Task = Print the records below exactly, leaving out nothing.
◆ ◆ ◆
PR #152, opened 2026-07-21
test(e2e): verify received faucet identity and metadata across L1 and L2B

### LINKED ISSUE #147: test(e2e): verify faucet symbols for native L1/L2B and ERC-20 bridge-ins
## Problem

A wallet displayed an incoming AggLayer P2ID note as `Unknown` instead of `ETH`:

- [Sepolia deposit](https://sepolia.etherscan.io/tx/0x9097fe3270e358ff33159a4cf952a95b8c107a11cf9ab8406460a5e04a831bd4)
- [Proxy transaction hash shown in Midenscan](https://testnet.midenscan.com/tx/0x6a125266413e651c8a13a8cd223d468479d89dc9609fb8c32b9c9b5c2f3d27cf)

The Sepolia transaction is a successful native-ETH `bridgeAsset` deposit: origin network `0`, zero token address, empty metadata, destination network `78`, and amount `0.00192 ETH`. Empty bridge metadata is expected for native ETH. The configured public Miden faucet currently resolves to `symbol=ETH, decimals=8`, so the observed UI symptom is likely a wallet metadata-resolution issue rather than incorrect proxy metadata.

We nevertheless lack an E2E contract proving that every faucet produced or selected by the proxy exposes the correct wallet-resolvable token metadata.

## Current coverage gap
◆ ◆ ◆
Solution for this exercise =
PR #152, opened 2026-07-21
test(e2e): verify received faucet identity and metadata across L1 and L2B

### LINKED ISSUE #147: test(e2e): verify faucet symbols for native L1/L2B and ERC-20 bridge-ins
## Problem

A wallet displayed an incoming AggLayer P2ID note as `Unknown` instead of `ETH`:

- [Sepolia deposit](https://sepolia.etherscan.io/tx/0x9097fe3270e358ff33159a4cf952a95b8c107a11cf9ab8406460a5e04a831bd4)
- [Proxy transaction hash shown in Midenscan](https://testnet.midenscan.com/tx/0x6a125266413e651c8a13a8cd223d468479d89dc9609fb8c32b9c9b5c2f3d27cf)

The Sepolia transaction is a successful native-ETH `bridgeAsset` deposit: origin network `0`, zero token address, empty metadata, destination network `78`, and amount `0.00192 ETH`. Empty bridge metadata is expected for native ETH. The configured public Miden faucet currently resolves to `symbol=ETH, decimals=8`, so the observed UI symptom is likely a wallet metadata-resolution issue rather than incorrect proxy metadata.

We nevertheless lack an E2E contract proving that every faucet produced or selected by the proxy exposes the correct wallet-resolvable token metadata.

## Current coverage gap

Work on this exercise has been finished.